Bad Credit and Starting a Business: What Are Your Options?
Unfortunately, having a good idea isn’t enough to launch a business. While widespread internet access means the barriers to entry are much lower than they were in previous decades, you still need some amount of money to get your business off the ground. And while it may seem impossible to get started with bad credit, the good news is that alternative options do exist.
5 Alternative Sources of Financing
Before discussing some of the alternative sources of financing you may consider pursuing, let’s start by discussing the real issue: your bad credit. If you want to stand any chance of being a successful entrepreneur and business owner in the long run, you need to improve your credit score. Aside from practicing smart credit behaviors, you may also want to contact a few legitimate credit repair companies to see if they can help by accelerating the process.
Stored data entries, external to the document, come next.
PR #251, opened 2024-08-05
Refactor DOT dump for Ets files

rudolf101:


jacodb-ets/src/main/kotlin/org/jacodb/ets/utils/Dot.kt
```diff
@@ -0,0 +1,41 @@
...
+
+package org.jacodb.ets.utils
+
+import mu.KotlinLogging
+import java.io.File
+import kotlin.time.Duration.Companion.seconds
+
+private val logger = KotlinLogging.logger {}
+
+fun render(path: String, dump: (File) -> Unit) {
```
Lipen: The part `dump(dotFile)` does not belong to "render". I would suggest removing from here and perform it outside. "Render" function should only "render DOT to PDF", preferably _in the background_, though the latter might be a little bit harder to implement: you could return job (thread/process) handle and await (all of them, if doing rendering in batch) outside.

jacodb-ets/src/main/kotlin/org/jacodb/ets/utils/EtsFileDtoToDot.kt
```diff
@@ -182,6 +183,37 @@ fun EtsFileDto.toDot(useLR: Boolean = false): String {
     return lines.joinToString("\n")
 }
 
+fun EtsFileDto.dumpHuimpleTo(output: BufferedWriter) {
```
Lipen: You can also use `with(output)` so that all `output.writeln` calls become just `writeln` in the context.

jacodb-ets/src/main/kotlin/org/jacodb/ets/utils/Dot.kt
```diff
@@ -0,0 +1,41 @@
...
+    val dotFile = File(path)
+    dump(dotFile)
+    logger.info { "Generated DOT file: ${dotFile.absolutePath}" }
+    for (format in listOf("pdf")) {
+        val formatFile = dotFile.resolveSibling(dotFile.nameWithoutExtension + ".$format")
```
Lipen: We will probably also need the ability to specify the output path (for PDF) instead of it being a sibling of a DOT file.
Also, you can add an argument for a list of formats, `listOf("pdf")` by default.

jacodb-ets/src/main/kotlin/org/jacodb/ets/utils/EtsFileDtoToDot.kt
```diff
@@ -182,6 +183,37 @@ fun EtsFileDto.toDot(useLR: Boolean = false): String {
...
+        output.writeln("  methods: ${clazz.methods.size}")
+        clazz.methods.forEach { method ->
+            output.writeln("  - METHOD '${method.signature}':")
+            output.writeln("    locals = ${method.body.locals}")
+            output.writeln("    typeParameters = ${method.typeParameters}")
+            output.writeln("    blocks: ${method.body.cfg.blocks.size}")
+            method.body.cfg.blocks.forEach { block ->
+                output.writeln("    - BLOCK ${block.id} with ${block.stmts.size} statements:")
+                block.stmts.forEachIndexed { i, inst ->
+                    output.writeln("      ${i + 1}. $inst")
```
Lipen: We also need successors, either for blocks (in DTOs?) or for statements (in Ets model?).

jacodb-ets/src/main/kotlin/org/jacodb/ets/utils/EtsFileDtoToDot.kt
Lipen: This function does not belong to `EtsFileDtoToDot`. Either rename the file, or move the function to a separate file (or to Utils).

jacodb-ets/src/test/kotlin/org/jacodb/ets/test/EtsFromJsonTest.kt
```diff
@@ -72,13 +73,22 @@ class EtsFromJsonTest {
...
         val etsFile = loadEtsFileAutoConvert(res.path)
         println("etsFile = $etsFile")
     }
 
+    @Test
+    fun testLoadEtsFileAutoConvertWithDot() {
+        val path = "/source/example.ts"
+        val res = this::class.java.getResource(path)
+            ?: error("Resource not found: $path")
+        val etsFile = loadEtsFileAutoConvertWithDot(res.path, res.path.substringBeforeLast("/"))
```
Lipen: Note that the path `res.path` might NOT be the one you have expected. "Resource" path is NOT `src/test/resources`, but `build/resources/test`!
It is better to specify a temporary folder here, for temporary DOTs in tests.

jacodb-ets/src/test/kotlin/org/jacodb/ets/test/utils/Entrypoints.kt
```diff
@@ -0,0 +1,133 @@
...
+            val outputDir = dotDir.resolve(path.parent ?: dotDir)
+            if (!outputDir.exists()) {
+                outputDir.createDirectories()
+            }
+            val outputPath = outputDir.resolve("${name}${suffix}.dot").toString()
+            render(outputPath) { file ->
+                when (fileData) {
+                    is EtsFileDto -> fileData.dumpDot(file)
+                    is EtsFile -> fileData.dumpDot(file)
+                }
```
Lipen: That's unfortunate.

jacodb-ets/src/test/kotlin/org/jacodb/ets/test/utils/Entrypoints.kt
```diff
@@ -0,0 +1,133 @@
...
+            }
+        } catch (e: Exception) {
+            logger.error { e.stackTraceToString() }
```
Lipen: These entrypoints are to be called manually anyway. Why not just let them unwind on exception (i.e. remove try/catch here) instead of semi-silently ignoring them? Imagine the situation: you enter all the necessary paths to the files you need to be rendered, hit Run, await, receive green checkmark in IDEA, go open the resulting PDFs. Most probably, you just don't notice than an exception has occurred.

Lipen (changes requested):

jacodb-ets/src/main/kotlin/org/jacodb/ets/utils/EtsFileToDot.kt
```diff
@@ -146,6 +147,32 @@ fun EtsFile.toDot(useLR: Boolean = false): String {
     return lines.joinToString("\n")
 }
 
+fun EtsFile.dumpHuimpleTo(output: BufferedWriter) {
```
Lipen: `dumpContentTo`

Lipen (approved):
Nice!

Once you have a plan for improving your credit score and getting your finances back in order, you can turn your attention towards alternative financing options. Here are a few to think about:
- Angels and VC’s
If you’re willing to give up equity in your business and could use a little bit of guidance in addition to capital, angel investors and venture capitalists may be options worth pursuing. Because their goal is to increase the value of the company and get a return on their investment – not reimbursement for a loan – bad credit is irrelevant.
- Microlending
Whereas traditional lending involves a large organization, like a bank or credit union, giving money to a business to fund growth or pay for expenses, a microloan involves peer-to-peer sharing. A person acts as the bank and gives out a loan to a business in return for a higher than normal interest rate. These loans are often extended in situations where access to capital is limited. For example, some microlenders specialize in giving minorities loans, while others work with entrepreneurs and small business owners in third world countries.
- Crowdfunding
While technically a subcategory of microlending, we’ll give crowdfunding its own distinct heading. Crowdfunding is the same as a microloan in the sense that it bypasses banks and credit unions, but different in the sense that it aggregates money from hundreds or thousands of different people. This community effort often leads to extremely high sums of money, with no equity or loan repayment involved.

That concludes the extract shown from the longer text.